=== Raw data ===
PR #21905, opened 2021-08-11
Add argument to Panda to connect by serial number

briskspirit:
Add static list() to C++ Panda library and also change connection method for Panda.

### DIFF
--- a/selfdrive/boardd/panda.cc
+++ b/selfdrive/boardd/panda.cc
@@ -91,20 +91,20 @@ void Panda::cleanup() {
 std::vector<std::string> Panda::list() {
   // init libusb
   std::vector<std::string> serials;
-  libusb_context *ctx = NULL;
-  libusb_device **dev_list = NULL;
+  libusb_context *ctx_tmp = NULL;
+  libusb_device **dev_list_tmp = NULL;
   size_t serials_idx = 0;
-  int err = libusb_init(&ctx);
+  int err = libusb_init(&ctx_tmp);
   if (err != 0) { return serials; }
 
 #if LIBUSB_API_VERSION >= 0x01000106
-  libusb_set_option(ctx, LIBUSB_OPTION_LOG_LEVEL, LIBUSB_LOG_LEVEL_INFO);
+  libusb_set_option(ctx_tmp, LIBUSB_OPTION_LOG_LEVEL, LIBUSB_LOG_LEVEL_INFO);
 #else
-  libusb_set_debug(ctx, 3);
+  libusb_set_debug(ctx_tmp, 3);
 #endif
 
-  for (size_t i = 0; i < libusb_get_device_list(ctx, &dev_list); ++i) {
-    libusb_device *device = dev_list[i];
+  for (size_t i = 0; i < libusb_get_device_list(ctx_tmp, &dev_list_tmp); ++i) {
+    libusb_device *device = dev_list_tmp[i];
     libusb_device_descriptor desc = { 0 };
 
     libusb_get_device_descriptor(device, &desc);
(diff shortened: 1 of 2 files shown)


selfdrive/boardd/panda.h
```diff
@@ -44,19 +44,24 @@ class Panda {
...
   std::mutex usb_lock;
   void handle_usb_issue(int err, const char func[]);
   void cleanup();
 
  public:
-  Panda();
+  Panda(std::string serial);
   ~Panda();
 
+  std::string usb_serial;
```
adeebshihadeh, line 56: make this a getSerial function and read like the python lib does https://github.com/commaai/panda/blob/master/python/__init__.py#L431

briskspirit: we already have get_serial function. And this is usb_serial, it is different from one returned by get_serial() in C++ or Python function.

selfdrive/boardd/panda.cc
```diff
@@ -22,7 +22,28 @@ Panda::Panda() {
   libusb_set_debug(ctx, 3);
 #endif
 
-  dev_handle = libusb_open_device_with_vid_pid(ctx, 0xbbaa, 0xddcc);
+  for (size_t i = 0; i < libusb_get_device_list(ctx, &dev_list); ++i) {
```
adeebshihadeh, line 25: don't duplicate this loop and code

selfdrive/boardd/panda.cc
```diff
@@ -67,6 +88,42 @@ void Panda::cleanup() {
...
+
+    libusb_get_device_descriptor(device, &desc);
+    if (desc.idVendor == 0xbbaa && desc.idProduct == 0xddcc) {
+      libusb_device_handle *handle = NULL;
+      libusb_open(device, &handle);
+      unsigned char serial[25];
+      int ret = libusb_get_string_descriptor_ascii(handle, desc.iSerialNumber, serial, sizeof(serial));
+      libusb_close(handle);
+
+      if (ret < 0) { return serials; }
```
adeebshihadeh, line 118: why not just break?

selfdrive/boardd/panda.cc
```diff
@@ -67,6 +88,42 @@ void Panda::cleanup() {
...
+      serials.resize(serials_idx+1);
+      serials[serials_idx] = (char *)serial;
+      ++serials_idx;
```
adeebshihadeh, line 121: just use push_back

selfdrive/boardd/panda.cc
```diff
@@ -67,6 +88,42 @@ void Panda::cleanup() {
...
 }
 
+std::vector<std::string> Panda::list() {
+  // init libusb
+  std::vector<std::string> serials;
+  libusb_context *ctx_tmp = NULL;
+  libusb_device **dev_list_tmp = NULL;
+  size_t serials_idx = 0;
+  int err = libusb_init(&ctx_tmp);
+  if (err != 0) { return serials; }
```
adeebshihadeh, line 98: this should probably throw some error or indicate something's wrong

selfdrive/boardd/panda.cc
```diff
@@ -97,9 +152,7 @@ int Panda::usb_read(uint8_t bRequest, uint16_t wValue, uint16_t wIndex, unsigned
   int err;
   const uint8_t bmRequestType = LIBUSB_ENDPOINT_IN | LIBUSB_REQUEST_TYPE_VENDOR | LIBUSB_RECIPIENT_DEVICE;
 
-  if (!connected) {
-    return LIBUSB_ERROR_NO_DEVICE;
-  }
+  if (!connected) return LIBUSB_ERROR_NO_DEVICE;
```
adeebshihadeh, line 155: this should be done in another PR

selfdrive/boardd/panda.cc
```diff
@@ -302,14 +349,9 @@ int Panda::can_receive(kj::Array<capnp::word>& out_buf) {
...
-    if (data[i*4] & 4) {
-      // extended
-      canData[i].setAddress(data[i*4] >> 3);
-      //printf("got extended: %x\n", data[i*4] >> 3);
-    } else {
-      // normal
-      canData[i].setAddress(data[i*4] >> 21);
-    }
+    if (data[i*4] & 4) canData[i].setAddress(data[i*4] >> 3); // extended
+    else canData[i].setAddress(data[i*4] >> 21); // normal
```
adeebshihadeh, line 353: this is harder to read and isn't within the scope of this PR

=== Action item ===
The listing above needs to be retyped. Reproduce every line exactly.

=== Output below ===
PR #21905, opened 2021-08-11
Add argument to Panda to connect by serial number

briskspirit:
Add static list() to C++ Panda library and also change connection method for Panda.

### DIFF
--- a/selfdrive/boardd/panda.cc
+++ b/selfdrive/boardd/panda.cc
@@ -91,20 +91,20 @@ void Panda::cleanup() {
 std::vector<std::string> Panda::list() {
   // init libusb
   std::vector<std::string> serials;
-  libusb_context *ctx = NULL;
-  libusb_device **dev_list = NULL;
+  libusb_context *ctx_tmp = NULL;
+  libusb_device **dev_list_tmp = NULL;
   size_t serials_idx = 0;
-  int err = libusb_init(&ctx);
+  int err = libusb_init(&ctx_tmp);
   if (err != 0) { return serials; }
 
 #if LIBUSB_API_VERSION >= 0x01000106
-  libusb_set_option(ctx, LIBUSB_OPTION_LOG_LEVEL, LIBUSB_LOG_LEVEL_INFO);
+  libusb_set_option(ctx_tmp, LIBUSB_OPTION_LOG_LEVEL, LIBUSB_LOG_LEVEL_INFO);
 #else
-  libusb_set_debug(ctx, 3);
+  libusb_set_debug(ctx_tmp, 3);
 #endif
 
-  for (size_t i = 0; i < libusb_get_device_list(ctx, &dev_list); ++i) {
-    libusb_device *device = dev_list[i];
+  for (size_t i = 0; i < libusb_get_device_list(ctx_tmp, &dev_list_tmp); ++i) {
+    libusb_device *device = dev_list_tmp[i];
     libusb_device_descriptor desc = { 0 };
 
     libusb_get_device_descriptor(device, &desc);
(diff shortened: 1 of 2 files shown)


selfdrive/boardd/panda.h
```diff
@@ -44,19 +44,24 @@ class Panda {
...
   std::mutex usb_lock;
   void handle_usb_issue(int err, const char func[]);
   void cleanup();
 
  public:
-  Panda();
+  Panda(std::string serial);
   ~Panda();
 
+  std::string usb_serial;
```
adeebshihadeh, line 56: make this a getSerial function and read like the python lib does https://github.com/commaai/panda/blob/master/python/__init__.py#L431

briskspirit: we already have get_serial function. And this is usb_serial, it is different from one returned by get_serial() in C++ or Python function.

selfdrive/boardd/panda.cc
```diff
@@ -22,7 +22,28 @@ Panda::Panda() {
   libusb_set_debug(ctx, 3);
 #endif
 
-  dev_handle = libusb_open_device_with_vid_pid(ctx, 0xbbaa, 0xddcc);
+  for (size_t i = 0; i < libusb_get_device_list(ctx, &dev_list); ++i) {
```
adeebshihadeh, line 25: don't duplicate this loop and code

selfdrive/boardd/panda.cc
```diff
@@ -67,6 +88,42 @@ void Panda::cleanup() {
...
+
+    libusb_get_device_descriptor(device, &desc);
+    if (desc.idVendor == 0xbbaa && desc.idProduct == 0xddcc) {
+      libusb_device_handle *handle = NULL;
+      libusb_open(device, &handle);
+      unsigned char serial[25];
+      int ret = libusb_get_string_descriptor_ascii(handle, desc.iSerialNumber, serial, sizeof(serial));
+      libusb_close(handle);
+
+      if (ret < 0) { return serials; }
```
adeebshihadeh, line 118: why not just break?

selfdrive/boardd/panda.cc
```diff
@@ -67,6 +88,42 @@ void Panda::cleanup() {
...
+      serials.resize(serials_idx+1);
+      serials[serials_idx] = (char *)serial;
+      ++serials_idx;
```
adeebshihadeh, line 121: just use push_back

selfdrive/boardd/panda.cc
```diff
@@ -67,6 +88,42 @@ void Panda::cleanup() {
...
 }
 
+std::vector<std::string> Panda::list() {
+  // init libusb
+  std::vector<std::string> serials;
+  libusb_context *ctx_tmp = NULL;
+  libusb_device **dev_list_tmp = NULL;
+  size_t serials_idx = 0;
+  int err = libusb_init(&ctx_tmp);
+  if (err != 0) { return serials; }
```
adeebshihadeh, line 98: this should probably throw some error or indicate something's wrong

selfdrive/boardd/panda.cc
```diff
@@ -97,9 +152,7 @@ int Panda::usb_read(uint8_t bRequest, uint16_t wValue, uint16_t wIndex, unsigned
   int err;
   const uint8_t bmRequestType = LIBUSB_ENDPOINT_IN | LIBUSB_REQUEST_TYPE_VENDOR | LIBUSB_RECIPIENT_DEVICE;
 
-  if (!connected) {
-    return LIBUSB_ERROR_NO_DEVICE;
-  }
+  if (!connected) return LIBUSB_ERROR_NO_DEVICE;
```
adeebshihadeh, line 155: this should be done in another PR

selfdrive/boardd/panda.cc
```diff
@@ -302,14 +349,9 @@ int Panda::can_receive(kj::Array<capnp::word>& out_buf) {
...
-    if (data[i*4] & 4) {
-      // extended
-      canData[i].setAddress(data[i*4] >> 3);
-      //printf("got extended: %x\n", data[i*4] >> 3);
-    } else {
-      // normal
-      canData[i].setAddress(data[i*4] >> 21);
-    }
+    if (data[i*4] & 4) canData[i].setAddress(data[i*4] >> 3); // extended
+    else canData[i].setAddress(data[i*4] >> 21); // normal
```
adeebshihadeh, line 353: this is harder to read and isn't within the scope of this PR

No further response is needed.